■ **WHAT IS BEING ASKED**:
Return exactly the lines of the records below, starting at the line that contains "Allow redirecting sections to other manuals" and ending at the line that contains "PR #169, opened 2017-04-03", with both of those lines kept.

■ **Stored data**:
*** Begin section ***
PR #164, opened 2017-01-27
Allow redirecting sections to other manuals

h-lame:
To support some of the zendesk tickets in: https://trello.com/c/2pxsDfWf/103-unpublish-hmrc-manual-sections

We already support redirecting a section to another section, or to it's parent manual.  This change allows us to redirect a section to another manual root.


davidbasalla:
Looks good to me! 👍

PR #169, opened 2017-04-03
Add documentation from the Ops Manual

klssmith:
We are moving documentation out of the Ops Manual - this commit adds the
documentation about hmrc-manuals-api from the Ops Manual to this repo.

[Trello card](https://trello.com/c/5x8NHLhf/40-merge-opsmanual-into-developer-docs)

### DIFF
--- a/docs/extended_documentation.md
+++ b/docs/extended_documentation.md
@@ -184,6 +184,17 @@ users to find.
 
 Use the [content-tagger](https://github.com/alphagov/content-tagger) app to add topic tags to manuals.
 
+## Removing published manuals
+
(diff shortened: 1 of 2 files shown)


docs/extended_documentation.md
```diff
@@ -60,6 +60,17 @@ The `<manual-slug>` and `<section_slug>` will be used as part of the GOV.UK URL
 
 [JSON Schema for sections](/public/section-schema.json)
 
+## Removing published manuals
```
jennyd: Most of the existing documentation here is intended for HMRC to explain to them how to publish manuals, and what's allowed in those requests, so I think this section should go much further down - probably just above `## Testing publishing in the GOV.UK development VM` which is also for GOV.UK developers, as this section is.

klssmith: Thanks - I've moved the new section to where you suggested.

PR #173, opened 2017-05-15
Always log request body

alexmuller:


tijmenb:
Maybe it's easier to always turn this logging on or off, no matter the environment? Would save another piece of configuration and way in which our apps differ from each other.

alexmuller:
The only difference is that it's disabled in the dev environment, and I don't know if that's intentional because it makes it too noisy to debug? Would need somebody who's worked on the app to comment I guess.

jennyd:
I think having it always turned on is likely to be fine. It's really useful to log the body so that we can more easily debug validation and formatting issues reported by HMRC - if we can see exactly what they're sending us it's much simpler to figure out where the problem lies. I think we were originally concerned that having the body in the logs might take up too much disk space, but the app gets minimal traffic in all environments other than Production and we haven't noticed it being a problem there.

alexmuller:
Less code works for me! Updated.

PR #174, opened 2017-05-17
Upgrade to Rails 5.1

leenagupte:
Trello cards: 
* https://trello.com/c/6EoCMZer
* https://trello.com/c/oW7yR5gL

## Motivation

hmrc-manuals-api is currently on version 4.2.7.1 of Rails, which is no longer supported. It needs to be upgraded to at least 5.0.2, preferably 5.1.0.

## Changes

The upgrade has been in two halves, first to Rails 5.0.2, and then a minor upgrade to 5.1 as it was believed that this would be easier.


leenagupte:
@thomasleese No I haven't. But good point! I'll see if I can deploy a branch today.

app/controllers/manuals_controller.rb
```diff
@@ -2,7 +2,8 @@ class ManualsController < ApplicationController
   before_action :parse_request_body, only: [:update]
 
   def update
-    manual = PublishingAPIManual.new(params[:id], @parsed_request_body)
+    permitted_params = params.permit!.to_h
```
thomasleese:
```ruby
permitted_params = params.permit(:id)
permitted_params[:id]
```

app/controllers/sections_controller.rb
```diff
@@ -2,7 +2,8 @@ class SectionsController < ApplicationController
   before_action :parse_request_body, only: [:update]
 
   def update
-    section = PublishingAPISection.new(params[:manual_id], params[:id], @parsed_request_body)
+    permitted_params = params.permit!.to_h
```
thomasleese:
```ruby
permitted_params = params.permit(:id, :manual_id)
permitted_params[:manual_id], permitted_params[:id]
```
*** End section ***
*** Begin section ***
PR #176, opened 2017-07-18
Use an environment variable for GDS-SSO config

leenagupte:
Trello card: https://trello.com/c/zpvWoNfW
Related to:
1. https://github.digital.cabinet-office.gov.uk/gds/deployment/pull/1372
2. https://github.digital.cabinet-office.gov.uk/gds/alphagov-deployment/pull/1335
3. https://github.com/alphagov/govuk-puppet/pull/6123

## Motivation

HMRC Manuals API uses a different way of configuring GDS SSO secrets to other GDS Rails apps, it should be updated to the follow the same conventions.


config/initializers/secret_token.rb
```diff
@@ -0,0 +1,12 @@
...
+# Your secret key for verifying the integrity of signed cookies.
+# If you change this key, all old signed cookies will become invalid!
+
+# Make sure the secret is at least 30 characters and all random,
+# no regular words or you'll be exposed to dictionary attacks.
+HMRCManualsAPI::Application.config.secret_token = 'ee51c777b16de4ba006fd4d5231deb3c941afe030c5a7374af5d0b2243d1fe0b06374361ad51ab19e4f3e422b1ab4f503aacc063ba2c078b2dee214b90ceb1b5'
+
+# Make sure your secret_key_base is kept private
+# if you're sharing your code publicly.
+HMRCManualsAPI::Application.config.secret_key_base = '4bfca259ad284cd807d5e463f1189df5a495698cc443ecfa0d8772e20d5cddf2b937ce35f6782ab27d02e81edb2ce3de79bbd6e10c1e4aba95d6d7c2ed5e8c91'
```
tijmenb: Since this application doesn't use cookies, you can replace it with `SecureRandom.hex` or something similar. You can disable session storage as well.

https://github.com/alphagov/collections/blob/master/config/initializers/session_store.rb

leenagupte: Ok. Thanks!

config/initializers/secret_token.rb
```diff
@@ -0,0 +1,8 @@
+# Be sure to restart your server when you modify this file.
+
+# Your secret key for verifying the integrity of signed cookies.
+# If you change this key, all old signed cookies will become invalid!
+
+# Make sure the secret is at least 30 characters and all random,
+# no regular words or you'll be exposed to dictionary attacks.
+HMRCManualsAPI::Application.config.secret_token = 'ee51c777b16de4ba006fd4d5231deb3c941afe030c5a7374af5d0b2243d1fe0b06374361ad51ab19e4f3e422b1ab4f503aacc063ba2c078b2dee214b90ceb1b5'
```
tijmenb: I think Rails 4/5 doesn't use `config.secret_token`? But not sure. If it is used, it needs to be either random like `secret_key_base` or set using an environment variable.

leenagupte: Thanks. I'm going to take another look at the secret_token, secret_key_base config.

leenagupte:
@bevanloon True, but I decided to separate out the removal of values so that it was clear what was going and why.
*** End section ***
■ **OUTPUT OF THE EXERCISE**:
Allow redirecting sections to other manuals

h-lame:
To support some of the zendesk tickets in: https://trello.com/c/2pxsDfWf/103-unpublish-hmrc-manual-sections

We already support redirecting a section to another section, or to it's parent manual.  This change allows us to redirect a section to another manual root.


davidbasalla:
Looks good to me! 👍

PR #169, opened 2017-04-03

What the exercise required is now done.